Masallarda anlatılır ya hani; taş kalpli cadı, küçük çocuğu gece karanlığında alır götürür, vahşi hayvanların cirit attığı o korkunç ormanın karanlığında bırakıverir, yuvaya dönüş yolunu bulamayıp telef olup gitmesi en olasıdır, O’nu her an koruyup kollayan bir güç olmasa… Tüm benzer masallarda o saf çocuğu, iştahını kabartan lezzetli bir şeyin vaadi ile kandırıp birlikte gitmeye ikna etmiştir yoldan çıkartmaya izinli olan.
İşte o küçük çocuğun macerası, o ışıksız, zifir kara derinde, korku ve çaresizlik içinde başlar. Tüm yolculuğu gün ışığına kavuşmak, akla gelmez tehlikelerden geçip, kah ay ışığını kah güneşin aydınlığını yakalamakla murad olunur. Lakin hep başı önünde, kendinden evvel doğru yolu bulup kurtuluşa ermişlerin ardından gelenler için bıraktığı çakıltaşlarını takipte, gözü kulağı açık, o özlemini duyduğu, ana kucağı, rahmet yuvasına yeniden kavuşmak için sabırla yol almaktır can derdi.
O yuva ki hasretini çektiği, özlemi içini kavuran, ona nefes olan biricik ve yegane aidiyet duyduğu evi. O sevgi kaynağına uyandırılmış olan sonsuz muhabbeti, ona en zor zamanlarında dahi yola devam etme gücünü, en ümitsiz anında ona ihtiyacı olan sabrı verendir. Ancak bu sabır ve muhabbet, ona yol aldırabilir ve evine kavuşturur. O öyle bir yoldur ki, ne öteye, ne beriye sapmadan kişiyi dosdoğru evine götürür.

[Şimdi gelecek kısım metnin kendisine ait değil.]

PR #1472, opened 2016-09-26
feat(customs): Rate-limit verification of email codes.

rfk:
This adds basic rate-limiting to attempts to very email codes.  It will need a corresponding customs-server PR to actually support the new actions.  @mozilla/fxa-devs r?

### DIFF
--- a/test/local/account_routes.js
+++ b/test/local/account_routes.js
@@ -1451,16 +1451,17 @@ test('/recovery_email/verify_code', function (t) {
   var mockLog = mocks.spyLog()
   var mockMailer = mocks.mockMailer()
   const mockPush = mocks.mockPush()
+  var mockCustoms = {
+    check: sinon.spy(function () {
+      return P.resolve()
+    })
+  }
   var accountRoutes = makeRoutes({
     checkPassword: function () {
       return P.resolve(true)
     },
     config: {},
-    customs: {
-      check: function () {
-        return P.resolve()
-      }
-    },
+    customs: mockCustoms,
     db: mockDB,
     log: mockLog,
     mailer: mockMailer,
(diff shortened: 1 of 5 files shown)


test/mocks.js
```diff
@@ -126,6 +126,9 @@ function mockDB (data, errors) {
         wrapWrapKb: crypto.randomBytes(32)
       })
     }),
+    forgotPasswordVerified: sinon.spy(function () {
```
philbooth: You don't actually need to define the body of this function fwiw. `mockObject` provides a default implementation that returns an empty promise, the ones listed here are only to over-ride that with something different.

test/local/account_routes.js
```diff
@@ -1531,16 +1531,17 @@ test('/recovery_email/verify_code', function (t) {
   var mockDB = mocks.mockDB(dbData, dbErrors)
   var mockLog = mocks.spyLog()
   var mockMailer = mocks.mockMailer()
+  var mockCustoms = {
```
vbudhram: Worthwhile to pull this into [mock.js](https://github.com/mozilla/fxa-auth-server/blob/master/test/mocks.js)?

test/local/password_routes.js
```diff
@@ -84,6 +86,52 @@ test(
...
+      payload: {
+        code: 'abcdef'
+      },
+      query: {}
+    })
+    return new P(function(resolve) {
+      getRoute(passwordRoutes, '/password/forgot/verify_code')
+        .handler(mockRequest, resolve)
+    })
+    .then(function(response) {
```
vbudhram: Testing locally, response returned is an error `mailer.sendPasswordResetNotification is not a function`. I think using the mock mailer in here will resolve these. Also, check that response has a valid `accountResetToken`.

rfk:
@vbudhram updated based on your feedback, please r?

vbudhram:
@rfk Changes LGTM 👍 , merge at will

rfk:
Thanks!  I'll hold off on merge until https://github.com/mozilla/fxa-customs-server/issues/132 is ready to land as well, in case we decide any changes are needed.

İşte hayatın masalı böyle bir masaldır. Her birimiz, kendi öz biricikliğimizin yolculuğunda, o muhabbetle ve hasretle, ay ışığının aydınlattığı o parlak çakıltaşlarının izini sürerek, yol boyunca ağaçların dallarında rızkımıza düşen lokmaları toplayarak, kimi zaman kursağımızı sindirip kimi zaman da heybemizde biriktirerek yol almaya gayret ediyoruz.
Bir yolculuk hikayesidir ömür. Çakıltaşlarının izinde…

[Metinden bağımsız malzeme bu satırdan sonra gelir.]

Issue #1473, opened 2016-09-26
We should notify devices on successful sign-in confirmation


philbooth:
The route handler for `/recovery_email/verify_code` should push a device notification if sign-in confirmation is successful. Currently, the call to `push.notifyUpdate` only exists in the account verification branch.

rfk:
Fixed in #1481

PR #1481, opened 2016-09-30
fix(push): notify devices after successful sign-in confirmation

philbooth:
@seanmonstar, r?

### DIFF
--- a/lib/routes/account.js
+++ b/lib/routes/account.js
@@ -1419,9 +1419,10 @@ module.exports = function (
                       uid: uidHex,
                       code: request.payload.code
                     })
-                    return log.activityEvent('account.confirmed', fakeRequestObject, {
+                    log.activityEvent('account.confirmed', fakeRequestObject, {
                       uid: uidHex
                     })
+                    push.notifyUpdate(uid, 'accountConfirm')
                   }
                 })
                 .catch(function (err) {
--- a/test/local/account_routes.js
+++ b/test/local/account_routes.js
@@ -1483,6 +1483,7 @@ test('/recovery_email/verify_code', function (t) {
   var mockDB = mocks.mockDB(dbData, dbErrors)
   var mockLog = mocks.spyLog()
   var mockMailer = mocks.mockMailer()
+  const mockPush = mocks.mockPush()
   var accountRoutes = makeRoutes({
     checkPassword: function () {
       return P.resolve(true)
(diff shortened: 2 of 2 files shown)


lib/routes/account.js
```diff
@@ -1419,9 +1419,10 @@ module.exports = function (
                       uid: uidHex,
                       code: request.payload.code
                     })
-                    return log.activityEvent('account.confirmed', fakeRequestObject, {
+                    log.activityEvent('account.confirmed', fakeRequestObject, {
```
philbooth: Not only is waiting for the log to return unnecessary here, returning the promise is actually wrong. If the activity event fails for some reason, it would cause us to log an `account.signin.confirm.invalid` error.

test/local/account_routes.js
```diff
@@ -1524,9 +1526,13 @@ test('/recovery_email/verify_code', function (t) {
           payload: mockRequest.payload,
           query: mockRequest.query
         }, 'second argument was synthesized request object')
-        t.deepEqual(args[2], {
-          uid: uid.toString('hex')
-        }, 'third argument contained uid')
+        t.deepEqual(args[2], { uid: uid }, 'third argument contained uid')
```
philbooth: `uid` is already a string, redundant call to `toString` removed.

test/local/account_routes.js
```diff
@@ -1608,13 +1618,18 @@ test('/recovery_email/verify_code', function (t) {
...
```
philbooth: `uid` is already a string, redundant call to `toString` removed.

test/local/account_routes.js
```diff
@@ -1545,8 +1552,6 @@ test('/recovery_email/verify_code', function (t) {
       return runTest(route, mockRequest, function (response) {
         t.equal(mockLog.activityEvent.callCount, 2, 'activityEvent was called twice')
         t.equal(mockLog.activityEvent.args[0][0], 'account.verified', 'first call was account.verified')
-        t.equal(mockMailer.sendPostVerifyEmail.callCount, 1, 'sendPostVerifyEmail was called once')
```
philbooth: Moved this line down, to keep all of the `activityEvent` assertions together.

philbooth:
Whoops, forgot to say: fixes #1473.

rfk:
> Whoops, forgot to say: fixes #1473.

FWIW, I think waffle (and my own hacktastic scripts) only recognize the "Fixes #X" hint if it's in the PR description, not in one of the comments.  I occasionally stealth-edit other people's PRs descriptions for this reason.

Heybemizde biriktirdiklerimizle, yolumuzda izini sürdüklerimizle bizden yarına aktarılan, ardımızı kandil misali aydınlatan nice kıymetli ziyneti, emaneti zincirdeki yağmur suyunun toprağa akışı gibi bir halkadan diğerine taşıyan bir akış…
Hayırlı yolculuklarımız olsun…
Küçükken gittiğim deniz kenarlarından çakıl taşları toplardım. Ama öyle her çakıl taşınıda almazdım ya bembeyaz olacak ya da şeffaf olup içi görünecek. Ya da benim için anlam ifade eden bir şekli olacak. Yazınız bende çok şey ifade etti. Çakıl taşlarını hâlâ çok severim. Eminim sizinkileri de toplayacağım.
Biz de önümüze çıkan, heybemize attığımız çakıl taşlarını seriyoruz tezgaha inşallah, bizden olan bir şey yok. Çok teşekkürler…
Amin. İnşallah içimizdeki çocuğu, kurda kuşa yem etmeden yol alabilmek duasıyla.
Hayırlı yolculuklarımız olsun.🌹
Allah cümlemizi muhafaza eylesin, büyüklerimizi başımızdan eksik etmesin…
Muhabbet ve sabır bize de yol aldırsın inşlh.
Amin, cümlemize… ağzımızdan çıkan kelamın idrakini nasip eylesin rabbim.
çok duru ve insani içten yakalayan bir anlatim olmuş. devamini bekliyoruz.
İnşallah aynı samimiyetle paylaşabileceğimiz nice yazılarda buluşmak niyeti ile, teşekkür ederiz.
açgözlülük edip oturup ağaçları tüketmekten de Allah’a sığınırız.
Ne kadar güzel bir anlatım olmuş, teşekkürler. Sanki ormanda yürüdüm… Bazen de masaldaki çocuk gibi, yol kaybettirircilerin hilesini önceden sezip, dönüş yoluna, evvelden topladığımız muhabbet kokulu çakıl taşlarını kendimiz bırakmamız gerekiyor.
“İşte hayatın masalı böyle bir masaldır..” Aydınlığa doğru iz süren değerli satırları huzurla okudum.